Many in the media are gushing over learning how to perform abortions – on fruit.
Just this year, the trend has garnered coverage by outlets including Glamour magazine, the Cut, and, most recently, Vice. On July 24, Vice published the latest piece with the headline simply stating, “I Learned How to Do an Abortion on a Papaya.”
For the report, writer Marie Solis attended an abortion workshop hosted by New York City-based abortion provider Zoey Thill – at the offices of a Brooklyn book-publishing house, Verso Books. While 38-weeks pregnant, Thill used a papaya to represent a woman at 10 weeks of pregnancy.
“The narrow part of the papaya, where the stem would be, is like the cervix,” Solis remembered Thill teaching. “The broader portion of the papaya is like the upper area of the uterus known as the fundus—and it's that part we would want to avoid puncturing with our tools when, in just a few minutes, we would practice performing an aspiration abortion.”

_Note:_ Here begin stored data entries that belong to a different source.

PR #10127, opened 2024-08-07
feat: YostarKR Reclamation2

HX3N:


Constrat:
Did you notice any ROI that need fixing / tweaking?

HX3N:
> Did you notice any ROI that need fixing / tweaking?

I just tested the normal mode, and it seems that we don't need to tweak the roi.

Constrat:
> I just tested the normal mode, and it seems that we don't need to tweak the roi.

I am ready for the worst possible string display in the international :)

HX3N:
KR also needs to be modified 😭

Constrat:
Yeah I think all Yostar servers.
They changed the schedule compared to Official and Bilibili. But my question remains valid.
Since reclamation is a perma mode now, why would they need to shove it in your face? When they could have just put the banner, instead of replacing and switching everything.

PR #10128, opened 2024-08-07
chore: YostarJP HS navigation update

Manicsteiner:


Constrat:
Of course Yostar changes schedule and we get fucked over

Issue #9992, opened 2024-07-31
[Feature] Reclamation Algorithm for Yostar servers


Manicsteiner:
### 说说你遇到的问题？

<details>
<summary>Coming soon</summary>

![mcQ2u-6z6yK2sT3cSsg-fy 1](https://github.com/user-attachments/assets/bf6a5f22-e28c-4e05-9843-63b7545cd10c)

</details>

**TODO**:

- [x] Revert #8769 (have to be manually now), fix roguelike navigation
- [x] Unlock Reclamation Algorithm#2 for EN, KR and JP (txwy needs to wait)
- [x] Templates and texts for Reclamation Algorithm
- [x] Endless tests

Constrat:
I hate this fucking mode

HX3N:
Pre-preparation

I think we only need to add the image `Reclamation2SkipDays1.png`. Except for that, they are simply shapes

![Reclamation2SkipDays1](https://github.com/user-attachments/assets/959dc92d-1286-4bf4-bc14-55e004a35f53)

<details><summary>Arrange tasks in order (with image)</summary>

    "Reclamation2Begin": {
        "algorithm": "OcrDetect",
        "action": "ClickSelf",
        "text": ["开", "始", "演", "算"],
        "roi": [844, 569, 436, 151],
        "next": ["#self", "#back"]
    },
![image](https://github.com/user-attachments/assets/d7bc93ec-577d-4b58-a8c8-d496dd3e3a07)

    "Reclamation2BeginPlotEnter": {
        "algorithm": "OcrDetect",
        "action": "ClickSelf",
        "text": ["众人", "汇聚", "后舍"],
        "roi": [633, 239, 275, 156],
        "next": ["#self", "Reclamation2BeginPlotLoading@Reclamation2EnterStage"]
    },
![image](https://github.com/user-attachments/assets/aaeec443-7d8d-4e85-8276-f4d083ed89a8)

    "Reclamation2LeaveStageConfirm": {
        "algorithm": "OcrDetect",
        "action": "ClickSelf",
        "text": ["确认", "离开"],
        "roi": [871, 407, 238, 146],
        "next": ["#back"]
    },
![image](https://github.com/user-attachments/assets/76dad085-49dc-4ff4-b572-f81d455a54d1)

    "Reclamation2CopiousCoppice": {
        "Doc": "进入丰饶灌木林，基地上方支线",
        "algorithm": "OcrDetect",
[...]

PR #10143, opened 2024-08-08
feat: YostarEN Reclamation2

zayn7lie:


HX3N:
You can refer to [this comment](https://github.com/MaaAssistantArknights/MaaAssistantArknights/issues/9992#issuecomment-2267951824) for ocr text in other mode

Constrat (approved):
Just did a run with it. Everything worked flawlessly.
@zayn7lie Quick question. Are you using 1920x1080?
In case you're not, somehow everything still worked on my 1920x1080 environment (which I suggest as some texts are stupidly small sometimes)

HX3N:
Wait a second, it seems like `Reclamation2ExReadArchiveSelectDayConfirm` is missing

Constrat:
I was about to check the Ex one now. I need to understand how the item craft are interpreted in the core. Directly ocred? Like with IS starting operator?

HX3N:
> I was about to check the Ex one now. I need to understand how the item craft are interpreted in the core. Directly ocred? Like with IS starting operator?

It recognizes the equipment list using OCR, selects the identified equipment, and proceeds with the crafting. (If the OCR recognition is inaccurate, it seems like it doesn't work)

Constrat:
Yeah I guess exactly like the IS one. You need the client language to fill it. No `CharsNameOcrReplace` is done

zayn7lie:
Wait a sec. I am still debugging with that.

Since mode 1 requires enough level and days in that, I need some time to reach the requirement for translation.

Constrat:
Yeah I noticed that something is needed to use the Ex correctly :P

zayn7lie:
> Just did a run with it. Everything worked flawlessly. @zayn7lie Quick question. Are you using 1920x1080? In case you're not, somehow everything still worked on my 1920x1080 environment (which I suggest as some texts are stupidly small sometimes)

Nope. I am using 1280x720. I think it is because of OCR could also handle with some scaling, rotating or so.

At the same time, WordOCR seems to do nothing much with resolution lol.

Constrat:
The issue is when \n are present. If you check this you will understand why I've been only using 1920 for the past year and a half: 
- https://github.com/MaaAssistantArknights/MaaAssistantArknights/issues/5235

zayn7lie:
> The issue is when `\n` are present. If you check this you will understand why I've been only using 1920 for the past year and a half:
> 
>     * [Resolution Inconsistency: AutoSquad Copilot Operator's name Detection in YostarEN #5235](https://github.com/MaaAssistantArknights/MaaAssistantArknights/issues/5235)
> 
> 
> Luckily this time the wording seems identical in both 720 and 1080 but that's usually the opposite.

I think there might be one way to handle with that, just separate the terms into words?

Constrat:
Most alters use the same words and usually when there's a \n the and the text is small the OCR does not consider the two words apart and mixes them leading to a unusable result.

zayn7lie:
> Most alters use the same words and usually when there's a \n the and the text is small the OCR does not consider the two words apart and mixes them leading to a unusable result.

NP, I will also handle with that later

Constrat:
Remember that too many ocrreplace will crash MAA as it already happened in the JP client with the Trader in IS.

Constrat:
image
Nvm I see why. Probably still haven't unlocked something aye

HX3N:
image

Constrat:
"Reclamation2ExReadArchiveEnter": {
    "algorithm": "OcrDetect",
    "action": "ClickSelf",
    "text": ["读取"],
    "roi": [1030, 548, 170, 124],
    "sub": ["Reclamation2ExReadArchiveSelectDay", "Reclamation2ExReadArchiveSelectDayConfirm"]
},

This is 

"Reclamation2ExReadArchiveEnter": {
    "text": ["Load Save"],
},

zayn7lie:
> image
> 
> should unlock the shop. It will probably open at base level 3

If it's a good idea to crop the middle of them?

Constrat:
I don't think the shop is needed in any of the actions for manufacturing. Increasing the ROI should not be a problem.

resource/global/YoStarEN/resource/tasks.json
```diff
@@ -2559,12 +2559,29 @@
...
         "text": ["Craft"]
     },
+    "Reclamation2ExManufactureConfirmAmount": {
+        "algorithm": "OcrDetect",
+        "Doc": "如果刚好用完的话可能会卡住，这个之后再处理了",
+        "text": ["99"],
+        "roi": [720, 442, 175, 166],
+        "sub": ["Reclamation2ExManufactureConfirm"],
+        "next": ["Reclamation2ExManufacture"]
+    },
```
Constrat, line 2569: This can be removed

zayn7lie:
> I don't think the shop is needed in any of the actions for manufacturing. Increasing the ROI should not be a problem.

Fine. The potential problem of different resolution might only happen on "Are you sure you want /n to leave?". For wordOCR and cropping it only scan "Are you sure you" so it will not cause a big problem lol. But anyway let me also handle with that.

zayn7lie:
NP. Feel free to have a check~

HX3N:
> I don't think the shop is needed in any of the actions for manufacturing. Increasing the ROI should not be a problem.

It seems to be because the task needs to be started when the game is already quite progressed. It wouldn't matter if the reclamation is initiated as soon as it is recognized, but wouldn't there be an issue when trying to load the saved survival days later?

Constrat:
No file changes are with ROI so let's leave it as is, without trying to center the ROI to make it work for both ways.

@HX3N I noticed you are missing two tasks on the korean?
    "Reclamation2ExBegin": {
        "text": ["Resume"]
    },
    
    and
    
    
  "Reclamation2ExReadArchiveConfirm": {
      "text": ["Confirm"]
  },

zayn7lie:
> > I don't think the shop is needed in any of the actions for manufacturing. Increasing the ROI should not be a problem.
> 
> It seems to be because the task needs to be started when the game is already quite progressed. It wouldn't matter if the reclamation is initiated as soon as it is recognized, but wouldn't there be an issue when trying to load the saved survival days later? (The Ex task involves repeating the process of crafting > loading saved survival days)

Do you mean the feature of "Archive Days"? I have done with "Archive Days" (or "Save" in game). Check [#10143](https://github.com/MaaAssistantArknights/MaaAssistantArknights/pull/10143/commits/c770d1579540dbd642f9109e3efd66d4343d6ef2)

zayn7lie:
> No file changes are with ROI so let's leave it as is, without trying to center the ROI to make it work for both ways.
> 
> @HX3N I noticed you are missing two tasks on the korean?
> 
> ```
>     "Reclamation2ExBegin": {
>         "text": ["Resume"]
>     },
> ```
> 
> and
> 
> ```
>   "Reclamation2ExReadArchiveConfirm": {
>       "text": ["Confirm"]
>   },
> ```

Day 4 is enough for "Save" feature. You could check with those ocr quickly~

Constrat:
Anyway we can merge. As most features are done.
We can always fix them later. To also clearup the discussion.

@zayn7lie Thank you very much :)

Constrat:
@HX3N I would like to push a nightly. Do you want to add the missing tasks and run the nightly yourself? Or do I just run it now?

HX3N:
> @HX3N I would like to push a nightly. Do you want to add the missing tasks and run the nightly yourself? Or do I just run it now?

do update. I have encountered a new problem, so it might take a while.

dontrunmk:
is RA2 currently available on the stable version?

HX3N:
> is RA2 currently available on the stable version?

Not possible in the stable version yet. It is currently only available in the Nightly version.

PR #10151, opened 2024-08-08
chore: convert workflow input values to int

Constrat:


Constrat:
nvm. I'm not built for this

Constrat:
Oh this seems to work

Constrat:
Now it's working correctly. Tested with:
- default values 
    - web 
    - mobile app
- custom value 
    - web 
    - mobile app

ABA2396:
I tried expr and it doesn't handle non-ints, I'll see what I can do about that.

Constrat:
Expr is not good. Printf seems to work but it's a huge instructions. In the end regexing seems good :)

Constrat:
And with this it should be good to merge (squash as there's too many test commits)

ABA2396:
image
It looks good; I like it.
By the way, where do I access the action on the phone? I couldn’t find it after searching for a while.

ABA2396:
Well, it looks like I didn't update it XD

Constrat:
:O

PR #10155, opened 2024-08-08
docs: add minor tip in CN doc and sync EN doc.

zkywalker230061:


docs/en-us/develop/development.md
```diff
@@ -85,7 +85,36 @@ Welcome to the [GitHub Pull Request Tutorial](./pr-tutorial.md) that anyone can
...
+1. Ensure that you have Python and Node environments on your computer.
+
+2. Execute the following command in the root directory of the project:
+
+    ```bash
+    pip install pre-commit
+    pre-commit install
+    ```
+
+If pre commit still cannot be used after pip install, please check if the pip installation path has been added to the PATH.
```
Constrat, line 113:
```suggestion
If pre-commit still cannot be used after pip install, please check if the pip installation path has been added to the PATH.
```

Constrat (approved):

PR #10174, opened 2024-08-09
chore: add int convertion to release-ota

Constrat:
Same as 
- #10151

for release-ota.yml

## Summary by CodeRabbit

- **新功能**
	- 改进了GitHub Actions工作流，增强了发布限制的输入解析功能，确保输入值为整数并进行确认回显。


Constrat:
Lots of notifications from this guy though!

AnnAngela:
@Constrat It seems like this AI only supports **1** natural language at same time. So we can not have both Chinese and English summary.

PR #10205, opened 2024-08-11
i18n: YostarEN Reclamation2QuitToMainPage

zkywalker230061:
Reclamation2QuitToMainPage: Back
Also some wired format tool seems to be running, shouldn't be a problem. (?)


zkywalker230061:
Done in another commit.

The workshop gave insight into a sickening high that abortion providers – and their trainees – appear to enjoy when it comes to abortion.
While demonstrating a first-trimester abortion, Thill “inserted a finger into the ‘cervix,’ then pantomimed inserting the speculum; she pretended to apply the local anesthetic and then began inserting the metal tapered rods on the table one-by-one to dilate the opening,” Solis continued.
Then, Thill “placed a plastic tube called a cannula inside and attached it to a manual vacuum aspirator, a plastic, syringe-like device, sucking out the inner contents of the papaya: what, for our purposes, was the pregnancy.”
Or, rather, the baby.
“This is a really f**king good one,” Thill exclaimed.
When it was Solis’ turn, she “felt slightly nervous.” That quickly changed when she became “surprised and pleased to see that my amateur skills could produce the same result.”
She wasn’t alone. “Next to me, others were doing the same, rejoicing with every successful extraction. 'Yes!' they exclaimed each time,” Solis remembered.
Thill concluded, “It’s even more satisfying when it’s a real abortion.”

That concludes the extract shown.